# Rust Proofing & The Auto Saver System



## MrBlue (May 13, 2012)

Greetings to ALL,
New owner here of an ECO. 
So when we purchased the car yesterday I inquired about rust proofing of the car. Salesman said they do not offer the traditional rust proofing that I am used to. They offer "_The Auto Saver System"._ It is applied to the interior and exterior surfaces along with electronic device that is supposed to keep corrosion as away. Here is a link to the site, The Auto Saver System.
*SO the BIG question, Is anyone using this? *

I am an engineer by profession and the research the site does not give me enough information to make an informed decision. I plan on contacting the company directly for more information. 
Thanks,
MrBlue


----------



## NYCruze2012 (Jan 16, 2012)

I may be wrong on this but I thought with todays metals we we past the days of rustproofing. In all the cars I have purchased in the last ten years not once have been offered or have had a salesman try to sell me rustproofing. Arent the days of Ziebart long gone? By the way welcome to the forums and congrats on the purchase of your Eco! I have one also and love it!

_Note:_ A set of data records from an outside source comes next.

PR #2227, opened 2019-06-12
feat(PF4 Dropdown): Wrap dropdown with context

karelhala:
**What**:
Wrap dropdown with context provider so we can change classes for each part of it. Consumers can now change basic classes if they want to. With this approach we will be able to reuse dropdown component as much as possible so we don't have to deal with different classes.

**Additional issues**:

### DIFF
--- a/packages/patternfly-4/react-core/src/components/Dropdown/index.js
+++ b/packages/patternfly-4/react-core/src/components/Dropdown/index.js
@@ -1,4 +1,4 @@
-export { default as Dropdown, DropdownWithContext as DefaultDropdown } from './Dropdown';
+export { default as Dropdown } from './Dropdown';
 export { DropdownDirection, DropdownPosition, DropdownContext } from './dropdownConstants';
 export { default as DropdownGroup } from './DropdownGroup';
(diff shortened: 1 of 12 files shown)


karelhala:
@jschuler do you know why circle CI fails from time to time?

dgutride:
@karelhala - are you seeing an odd babelrc error that shows up in patternfly-3 packages even when they aren't changed?

jschuler:
@karelhala not sure why it sometimes fails, I have not looked too much into that yet, @redallen would probably know! I restarted the circle ci workflow and has passed now

packages/patternfly-4/react-core/src/components/Dropdown/index.js
```diff
@@ -1,5 +1,5 @@
-export { default as Dropdown } from './Dropdown';
-export { DropdownDirection, DropdownPosition } from './dropdownConstants';
+export { default as Dropdown, DropdownWithContext as DefaultDropdown } from './Dropdown';
```
dlabaj: Can you remove these exports from index.js.  We don't want these exposed to consumers.

Issue #2214, opened 2019-06-11
Default font stack for DonutChartUtilization center label is incorrect


TheRealJon:
The font stack used for the center label on the donut utilization chart is not the PF4 font stack.

dlabrecq:
PatternFly-core is actually making variables for these fonts. They will be updated shortly.

dlabrecq:
dup of https://github.com/patternfly/patternfly-react/issues/2160

Issue #2160, opened 2019-06-04
Gill Sans font in donut charts


stacymcauliffe:
Numbers and secondary text in the center or donut charts is displaying in Gill Sans:

![image](https://user-images.githubusercontent.com/35926653/58911219-62849680-86e5-11e9-8a3d-8c31b32800ee.png)

dlabrecq:
Fixed via  #2232

PR #2232, opened 2019-06-12
fix(charts): labels should use the overpass font

dlabrecq:
The VictoryLabel is not part of the theme, so we must apply a default font via ChartLabel.

Fixes https://github.com/patternfly/patternfly-react/issues/2160
Fixes https://github.com/patternfly/patternfly-react/issues/2214

Screen Shot 2019-06-12 at 11 22 51 AM

### DIFF
--- a/packages/patternfly-4/react-charts/src/components/ChartLabel/ChartLabel.tsx
+++ b/packages/patternfly-4/react-charts/src/components/ChartLabel/ChartLabel.tsx
@@ -1,12 +1,12 @@
 import * as React from 'react';
 import hoistNonReactStatics from 'hoist-non-react-statics';
+import { defaults } from 'lodash';
 import {
   StringOrNumberOrCallback,
-  // TextAnchorType,
-  // VerticalAnchorType,
   VictoryLabel,
   VictoryLabelProps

Sent from my DROID3 using AutoGuide.Com Free App


----------



## Pruittx2 (Mar 24, 2012)

Todays, metals are yesterdays cars,,, just thinner. But in the real world,,, rust will always be there. Stone chips, lead to bare metal,, road salts, and oxygen lead to rust,, simple as that. If you keep it in a heated garage, and only drive on sunny days,,, it'll never rust. But I can tell you as a body-man, in 5-7 years here in Michigan,, all cars have rust some where. It mostly starts in the rocker panel area, where the factory puts drain holes. If water is supposed to drain out,, then water can get in. Any where the primer is compromised, rust will start. For me,, whom ever gets there first wins, oil or water. So in area's that I can get a spray nozzle in, or a spray tube,, I shoot runny rust proof material in. 3M makes a few good products,, in a spray can, that can be used this way. Or a Shutz gun filled with 50W motor oil, it's a good undercoat, you can do your self. Few people if any will go to these lengths, and those few will have a mostly rust free car.


----------



## Pruittx2 (Mar 24, 2012)

I'll also add, that the standard rust warranty for most cars is 5~7 years 100,000 miles. But it's Outer Body Rust Thru. that means surface rust is NOT covered.

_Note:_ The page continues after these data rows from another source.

PR #2247, opened 2019-06-12
chore(topology): add tslint.json

redallen:
**What**: React-topology currently isn't linting.

**Additional issues**:


jeff-phillips-18:
This should be a `chore`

That snake oil system, their trying to sell only has a 5 year warranty anyway. and how much is it?

Do your self a favor, and just wax your own car, and get a 3M scotch guard in a can and apply it your self. <--- WAY cheaper and just as good.
once a year, get a claybar system and do that, then wax again. and reapply the scotch guard.


----------



## mcg75 (Mar 5, 2012)

Electronic rust proofing devices are garbage. I've refused to install them for customers. They keep referring to trucks in the salt mines having these devices. What they don't tell you is that these trucks have ground straps and they have a Max speed of about 15kmh.

Don't waste your money.

Sent from my Galaxy Nexus using AutoGuide.Com Free App


----------



## cruzers (Dec 13, 2010)

Pruittx2 said:


> Todays, metals are yesterdays cars,,, just thinner. But in the real world,,, rust will always be there. Stone chips, lead to bare metal,, road salts, and oxygen lead to rust,, simple as that. If you keep it in a heated garage, and only drive on sunny days,,, it'll never rust. But I can tell you as a body-man, in 5-7 years here in Michigan,, all cars have rust some where. It mostly starts in the rocker panel area, where the factory puts drain holes. If water is supposed to drain out,, then water can get in. Any where the primer is compromised, rust will start. For me,, whom ever gets there first wins, oil or water. So in area's that I can get a spray nozzle in, or a spray tube,, I shoot runny rust proof material in. 3M makes a few good products,, in a spray can, that can be used this way. Or a Shutz gun filled with 50W motor oil, it's a good undercoat, you can do your self. Few people if any will go to these lengths, and those few will have a mostly rust free car.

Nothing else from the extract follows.